"I'm not well dressed enuf, I spose?—I'm not fit society for sich a nice young gal, I spose?—I'm to be turned off as if I was a beggar, instead of the woman of property which I am, I spose?"
"What do you want?" repeated Mattie.
"And I was your poor mother's friend, and trusted her when nobody else would, and gave her a bed to die on comforbly when there wasn't a mag to be made out of her. And I was your friend, though that's something to turn your nose up at, ain't it?"
"You were kind in your way, perhaps—I cannot say, I don't know; I don't wish to remember the past any more. Will you tell me what you want, or go away?"

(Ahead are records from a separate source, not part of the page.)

PR #211, opened 2023-12-11
`/dev/zero` fix (final)

### LINKED ISSUE #200: `hexyl /dev/zero` hangs
So does
```shell
hexyl < /dev/zero
```
or
```shell
cat /dev/zero | hexyl
```

I guess it has to do with hexyl's feature where it skips null rows and prints only the first and the last.

sharifhsn:
Fixes #200.

Instead of flushing on every single print, it flushes only when the first line is printed. This produces the expected behavior for `hexyl /dev/zero`:

```
❯ target/debug/hexyl /dev/zero
│00000000│ 00 00 00 00 00 00 00 00 ┊ 00 00 00 00 00 00 00 00 │⋄⋄⋄⋄⋄⋄⋄⋄┊⋄⋄⋄⋄⋄⋄⋄⋄│
^C
```

### DIFF
--- a/src/lib.rs
+++ b/src/lib.rs
@@ -621,7 +621,6 @@ impl<'a, Writer: Write> Printer<'a, Writer> {
             }
             if is_empty {
                 self.print_header()?;
-                is_empty = false;
             }
 
             // squeeze is active, check if the line is the same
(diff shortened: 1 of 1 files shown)


sharkdp:
Thank you!

PR #213, opened 2023-12-12
Squeeze identical lines

### LINKED ISSUE #186: Identical lines not squeezed
The help indicates:

> --no-squeezing Displays all input data. Otherwise any number of groups of output lines which would be identical to the preceding group of lines, are replaced with a line comprised of a single asterisk.

It seems that lines are squeezed when they all are filled with the same single byte (for example, all 0x00 or all 0xFF). However, lines which are not filled with a single repeated byte can still be identical to previous lines. In these cases they do not appear to be squeezed.

I'll attach an example file, which contains rows filled with the two-byte word 0x1400 starting at position 00000020. If the standard two panels are displayed, I would expect this file to have data squeezed until position 00000fa0.

[example.tar.gz](https://github.com/sharkdp/hexyl/files/10431306/example.tar.gz)

sharifhsn:
Fixes #186.

This brings the squeezing feature to parity with `hexdump`. Lines that contain identical data should be squeezed, not just when they are all filled with a single byte.

### DIFF
--- a/src/lib.rs
+++ b/src/lib.rs
@@ -36,7 +36,7 @@ pub enum Endianness {
     Big,
 }
 
-#[derive(Debug, PartialEq)]
+#[derive(PartialEq)]
 enum Squeezer {
     Print,
     Delete,
@@ -657,7 +657,6 @@ impl<'a, Writer: Write> Printer<'a, Writer> {
                         continue;
                     }
                 } else {
-                    write!(self.writer, "self")?;
                     self.squeezer = Squeezer::Ignore;
                 }
             }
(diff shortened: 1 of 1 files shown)


sharkdp:
Thank you very much!

Some tests are currently failing..

sharifhsn:
Looks like the issues are on 32-bit systems. I'll investigate.

sharkdp:
Note: there is also #218

GrigorenkoPV (changes requested):

sharifhsn:
Closing as I'm no longer actively contributing to hexyl.

Issue #155, opened 2022-04-30
Shell completions


Freed-Wu:
Any shell completion is good.

Thanks!

Same issues:

- https://github.com/sharkdp/vivid/issues/86

sharkdp:
Sounds good. Could be easily autogenerated using https://docs.rs/clap_complete/latest/clap_complete/

Freed-Wu:
Fixed by #251

PR #214, opened 2024-01-22
feat: Generate shell completions on build

FilipRazek:
My attempt at closing #155


sharkdp:
Thank you very much!

It would be great if we could also integrate the generated shell completion files in the artifacts we built when we make a release. You can find examples how we do this in some other projects of mine, like hyperfine (see [https://github.com/sharkdp/hyperfine a](https://github.com/sharkdp/hyperfine/blob/master/.github/workflows/CICD.yml) and search for complete/completion)

FilipRazek:
Thanks for the hint, I tried to update the `CICD` file, tell me if this would work for you

sharkdp:
You can find the generated artifacts here at the bottom: https://github.com/sharkdp/hexyl/actions/runs/8010537770

FilipeBento:
Hello! Will this go through? 😄 (I don't have enough knowledge to implement this on my own, I'm sorry)

sharkdp:
@FilipRazek Sorry for not coming back to this. Would it be possible to update this to the latest state of master? I'd love to integrate this.

FilipRazek:
I'm sorry, I don't know how to integrate clap_complete with the new API. I will look into it but it doesn't seem to be a straightforward change

sharkdp:
I'm closing this due to inactivity. Please feel free to comment in case it should be re-opened.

"And you won't come into the parler?"
"No."
"It's the curiest story as you ever did hear. There's been a man asking arter you down our court, and asking arter me, and finding me out at last, and nearly coming to a bargain with me, when, cus my greediness, I lost him."
"Asking after me?"
"Ah! you may well open those black eyes of yourn—he made me stare, I can tell you. He walks one day into my house, as if it belonged to him, and says, 'Are you Mrs. Watts?' 'Yes,' I says. 'Do you remember Mrs. Gray?' he says. 'Not by name,' I says. 'She was a tramp,' he says, 'and died here.' 'Oh!' I says, 'if it's her you mean, whose name I never knowed or cared about, died here, she did.' 'And the child?' he says. 'Mattie you mean,' I says. 'Ah! Mattie,' he says. And then I says, thinking it was a dodge, my dear, for the perlice are up to all manner of tricks, and you mightn't have been going on the square, and been wanted, then I says, 'And will you obleege me with your reasons for all these questions of a 'spectable and hard-working woman?' I says. 'My name's Gray,' he says, 'and I'm Mattie's father.'"
"Is this true?—oh! is it really true?"